Only in the last year or two has any headway been made, albeit small, in identifying the origins of hte disease. To make a donation and to learn more about ALS, please go to http://web.alsa.org/goto/deirdresride

As Deirdre recently emailed us, "ALS is not painful thankfully, just debilitating. Slowly you lose control of your muscles which disappear with atrophy. It doesn't matter how fit, hale and hardy you were --- it doesn't discriminate. So I was forced to go from someone who often ate standing up (go, go, go) to someone who has trouble standing up. It is odd to read and watch movies all day without guilt. I'm certainly catching up on those forms of fun."

She uses a voice machine to speak for her but luckily still has enough control of her hands to be able to use the computer. Nourishment comes through a tube into her stomach. The really pissy thing about ALS is that while it destroys the body, the mind stays alert and active. Case in point is Stephen Hawking, the theoretical physicst, cosmologist and author who has had ALS since he was a doctoral student at Cambridge. He is an outlier, an ALS anomaly that no one can explain. Death in ALS usually occurs within 3 to 5 years after diagnosis.

The Nicholas Sparks story of my sister.

Deirdre grew up loving horses.  She was self-taught and fairly successful showing her cheap and ill-suited little mare, Glory, to some year-end championships around eastern PA.  Deirdre and Glory went off to the University of KY where horses became an overwhelming distraction from studies.  Riding was her passion. 
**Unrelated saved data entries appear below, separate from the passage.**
PR #839, opened 2019-05-29
Add a new performance-mesh job to run perf tests with mesh config

srinivashegde86:
Update prow and testgrid configs to add a perf tests with mesh config

### DIFF
--- a/ci/prow/make_config.go
+++ b/ci/prow/make_config.go
@@ -806,6 +806,7 @@ func generatePeriodic(title string, repoName string, periodicConfig yaml.MapSlic
 	jobNameSuffix := ""
 	jobTemplate := periodicTestJob
 	jobType := ""
+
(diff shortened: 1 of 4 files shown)


ci/prow/make_config.go
```diff
@@ -857,12 +858,12 @@ func generatePeriodic(title string, repoName string, periodicConfig yaml.MapSlic
 				"--github-token /etc/hub-token/token"}
 			addVolumeToJob(&data.Base, "/etc/hub-token", "hub-token", true)
 			data.Base.Timeout = 90
-		case "performance":
+		case "performance", "performance-mesh":
```
adrcunha: Reuse "performance" and just override the args. Because the name will conflict, create a generic key for jobs called "job-name-suffix" and use it to generate the job name.

Next time you create a job like this you won't need any code changes.

PR #842, opened 2019-05-30
Add mock functions for ghutil pullrequest related functions

chaodaiG:
Add mock for ghutil pullrequest related functions, so that they can be used for unit tests

Part of: #689

### DIFF
--- a/shared/ghutil/fakeghutil/fakeghutil.go
+++ b/shared/ghutil/fakeghutil/fakeghutil.go
@@ -20,6 +20,7 @@ package fakeghutil
 
 import (
 	"fmt"
+	"strings"
 
 	"github.com/google/go-github/github"
 	"github.com/knative/test-infra/shared/ghutil"
@@ -27,10 +28,13 @@ import (
 
 // FakeGithubClient is a faked client, implements all functions of ghutil.GithubOperations
 type FakeGithubClient struct {
-	User     *github.User
-	Repos    []string
-	Issues   map[string]map[int]*github.Issue       // map of repo: map of issueNumber: issues
-	Comments map[int]map[int64]*github.IssueComment // map of issueNumber: map of commentID: comments
+	User         *github.User
+	Repos        []string
+	Issues       map[string]map[int]*github.Issue       // map of repo: map of issueNumber: issues
+	Comments     map[int]map[int64]*github.IssueComment // map of issueNumber: map of commentID: comments
+	PullRequests map[string]map[int]*github.PullRequest // map of repo: map of PullRequest Number: pullrequests
+	PRCommits    map[int][]*github.RepositoryCommit     // map of PR number: slice of commits
+	CommitFiles  map[string][]*github.CommitFile        // map of commit SHA: slice of files
 
 	NextNumber int    // number to be assigned to next newly created issue/comment
 	BaseURL    string // base URL of Github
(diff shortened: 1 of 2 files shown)


shared/ghutil/fakeghutil/fakeghutil.go
```diff
@@ -185,6 +189,134 @@ func (fgc *FakeGithubClient) RemoveLabelForIssue(org, repo string, issueNumber i
...
+			("" == base || *PR.Base.Ref == base) {
+			res = append(res, PR)
+		}
+	}
+	return res, nil
+}
+
+// ListCommits lists commits from a pull request
+func (fgc *FakeGithubClient) ListCommits(org, repo string, ID int) ([]*github.RepositoryCommit, error) {
+	commits, ok := fgc.PRCommits[ID]
```
srinivashegde86: why no just `return fgc.PRCommits[ID]`

The caller will get an empty array, if not present

shared/ghutil/fakeghutil/fakeghutil.go
```diff
@@ -185,6 +189,134 @@ func (fgc *FakeGithubClient) RemoveLabelForIssue(org, repo string, issueNumber i
...
+		PR.Base = &github.PullRequestBranch{
+			Label: &l,
+			Ref:   &base,
+		}
+	}
+
+	if _, ok := fgc.PullRequests[repo]; !ok {
+		fgc.PullRequests[repo] = make(map[int]*github.PullRequest)
+	}
+	fgc.PullRequests[repo][PRNumber] = PR
```
srinivashegde86: should this be wiuthin if? If the if conditon fails, you will not be creating the map and go will panic

shared/ghutil/fakeghutil/fakeghutil.go
```diff
@@ -185,6 +189,134 @@ func (fgc *FakeGithubClient) RemoveLabelForIssue(org, repo string, issueNumber i
...
+
+// AddCommitToPullRequest adds commit to pullrequest
+// This is complementary of mocking CreatePullRequest, so that newly created pull request can have commits
+func (fgc *FakeGithubClient) AddCommitToPullRequest(org, repo string, ID int, SHA string) error {
+	PRs, ok := fgc.PullRequests[repo]
+	if !ok {
+		return fmt.Errorf("repo %s not exist", repo)
+	}
+	_, ok = PRs[ID]
+	if !ok {
```
srinivashegde86: combine with above

shared/ghutil/fakeghutil/fakeghutil.go
```diff
@@ -185,6 +189,134 @@ func (fgc *FakeGithubClient) RemoveLabelForIssue(org, repo string, issueNumber i
...
+		return fmt.Errorf("Pull Request %d not exist", ID)
+	}
+	c := &github.RepositoryCommit{
```
srinivashegde86: no need of another var. can be inlined

shared/ghutil/fakeghutil/fakeghutil.go
chaodaiG: ok is a bool, but the function needs error, so it would not work

shared/ghutil/fakeghutil/fakeghutil.go
chaodaiG: it would not be added if the repo already exist if moved within

shared/ghutil/fakeghutil/fakeghutil.go
chaodaiG: done

shared/ghutil/fakeghutil/fakeghutil.go
chaodaiG: done

PR #843, opened 2019-05-30
Fix depagination in ghutil package

chaodaiG:
Currently depagination keeps on querying the first page, due to ListOptions not passed in as reference while querying. Passing in correct ListOptions to make it work

### DIFF
--- a/shared/ghutil/issue.go
+++ b/shared/ghutil/issue.go
@@ -38,13 +38,13 @@ type IssueStateEnum string
 
 // ListRepos lists repos under org
 func (gc *GithubClient) ListRepos(org string) ([]string, error) {
-	options := &github.ListOptions{}
+	repoListOptions := &github.RepositoryListOptions{}
 	genericList, err := gc.depaginate(
 		"listing repos",
 		maxRetryCount,
-		options,
+		&repoListOptions.ListOptions,
 		func() ([]interface{}, *github.Response, error) {
-			page, resp, err := gc.Client.Repositories.List(ctx, org, nil)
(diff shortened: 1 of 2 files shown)


shared/ghutil/issue.go
```diff
@@ -63,20 +63,19 @@ func (gc *GithubClient) ListRepos(org string) ([]string, error) {
...
 		issueListOptions.Labels = labels
 	}
 
-	options := &github.ListOptions{}
 	genericList, err := gc.depaginate(
 		fmt.Sprintf("listing issues with label '%v'", labels),
 		maxRetryCount,
-		options,
+		&issueListOptions.ListOptions,
 		func() ([]interface{}, *github.Response, error) {
```
adrcunha: I can't help thinking that you could simplify depaginate even more, by encapsulating this repeated pattern (call gc.Client/for/append/return) into it and just passing a function that calls gc.Client.X. But I won't block on it.

chaodaiG: I think you're absolutely right. I will let this PR in first, and see what I can do refactoring this in another PR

In 1963 Deirdre became engaged to John Winston Dabney,  the handsome, blonde, every-girl-wants-to-get-her-clutches-into son of Lexington's leading banker who was also an accomplished young horseman.  Eventually, they parted with John remaining in Lexington and D. seeking  riding opportunities elsewhere.  They both ended up in the racing industry --- Deirdre breaking and galloping horses in numerous states and John training locally in KY.


Fast forward to Florida in 2000 where Deirdre is living while working at Calder Race Track. One day she receives a phone call: "Deirdre, this is John Dabney. We made a mistake 30 some years ago and I think its time to correct that." For the previous 37 years John had kept track of Deirdre's whereabouts via the truck drivers who haul horses from track to track. "You know where Deirdre Smith is working?" he'd ask occassionally. "Oh, yeah, she's up at Saratoga" or wherever, they'd answer. That's how he found her in Florida.

They married on January 1, 2001 and have lived happily ever after since.  Aiken, SC is their horsey, heavenly home. 


Deirdre and John several years ago with Brawler nudging into the picture.